**What the exercise asks:**
In the data below, how many lines contain the string "inside"? Give only the number.

**Task material:**
PR #1710, opened 2018-07-09
Fix warnings inside api inspector with updated drf version.

roman-karpovich:
https://trello.com/c/vUeKVV7F/171-warning-in-drf-upgrade


roman-karpovich:
@reinbach this is enough common functionality, which doesn't depends directly from permissions. custom schema inspector just allows to raise api exceptions inside view get_serializer method.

**Result for this task:**
2